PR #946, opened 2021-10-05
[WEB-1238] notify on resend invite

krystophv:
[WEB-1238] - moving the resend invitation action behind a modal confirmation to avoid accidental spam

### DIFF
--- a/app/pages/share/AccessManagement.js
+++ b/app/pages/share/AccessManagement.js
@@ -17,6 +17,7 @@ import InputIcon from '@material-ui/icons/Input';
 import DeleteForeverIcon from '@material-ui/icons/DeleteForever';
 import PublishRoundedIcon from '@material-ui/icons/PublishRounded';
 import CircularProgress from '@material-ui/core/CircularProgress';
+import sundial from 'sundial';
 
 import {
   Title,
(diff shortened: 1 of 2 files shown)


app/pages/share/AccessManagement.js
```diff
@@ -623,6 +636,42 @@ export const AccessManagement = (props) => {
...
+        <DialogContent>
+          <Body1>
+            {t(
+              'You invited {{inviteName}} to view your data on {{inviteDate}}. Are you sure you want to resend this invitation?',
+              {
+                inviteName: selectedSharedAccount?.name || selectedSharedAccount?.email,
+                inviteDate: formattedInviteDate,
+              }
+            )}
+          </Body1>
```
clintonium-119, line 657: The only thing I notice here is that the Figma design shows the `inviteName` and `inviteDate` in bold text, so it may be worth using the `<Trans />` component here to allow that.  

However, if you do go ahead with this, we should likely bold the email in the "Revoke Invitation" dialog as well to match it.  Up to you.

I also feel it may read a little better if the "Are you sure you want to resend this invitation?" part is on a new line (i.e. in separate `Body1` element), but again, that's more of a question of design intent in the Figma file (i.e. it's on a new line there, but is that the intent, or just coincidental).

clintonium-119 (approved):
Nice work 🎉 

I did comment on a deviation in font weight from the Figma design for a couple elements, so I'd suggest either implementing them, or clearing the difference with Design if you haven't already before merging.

- - - -

* _What to work on_: Print all the data exactly as shown above.

* _Solution to this exercise_:
PR #946, opened 2021-10-05
[WEB-1238] notify on resend invite

krystophv:
[WEB-1238] - moving the resend invitation action behind a modal confirmation to avoid accidental spam

### DIFF
--- a/app/pages/share/AccessManagement.js
+++ b/app/pages/share/AccessManagement.js
@@ -17,6 +17,7 @@ import InputIcon from '@material-ui/icons/Input';
 import DeleteForeverIcon from '@material-ui/icons/DeleteForever';
 import PublishRoundedIcon from '@material-ui/icons/PublishRounded';
 import CircularProgress from '@material-ui/core/CircularProgress';
+import sundial from 'sundial';
 
 import {
   Title,
(diff shortened: 1 of 2 files shown)


app/pages/share/AccessManagement.js
```diff
@@ -623,6 +636,42 @@ export const AccessManagement = (props) => {
...
+        <DialogContent>
+          <Body1>
+            {t(
+              'You invited {{inviteName}} to view your data on {{inviteDate}}. Are you sure you want to resend this invitation?',
+              {
+                inviteName: selectedSharedAccount?.name || selectedSharedAccount?.email,
+                inviteDate: formattedInviteDate,
+              }
+            )}
+          </Body1>
```
clintonium-119, line 657: The only thing I notice here is that the Figma design shows the `inviteName` and `inviteDate` in bold text, so it may be worth using the `<Trans />` component here to allow that.  

However, if you do go ahead with this, we should likely bold the email in the "Revoke Invitation" dialog as well to match it.  Up to you.

I also feel it may read a little better if the "Are you sure you want to resend this invitation?" part is on a new line (i.e. in separate `Body1` element), but again, that's more of a question of design intent in the Figma file (i.e. it's on a new line there, but is that the intent, or just coincidental).

clintonium-119 (approved):
Nice work 🎉 

I did comment on a deviation in font weight from the Figma design for a couple elements, so I'd suggest either implementing them, or clearing the difference with Design if you haven't already before merging.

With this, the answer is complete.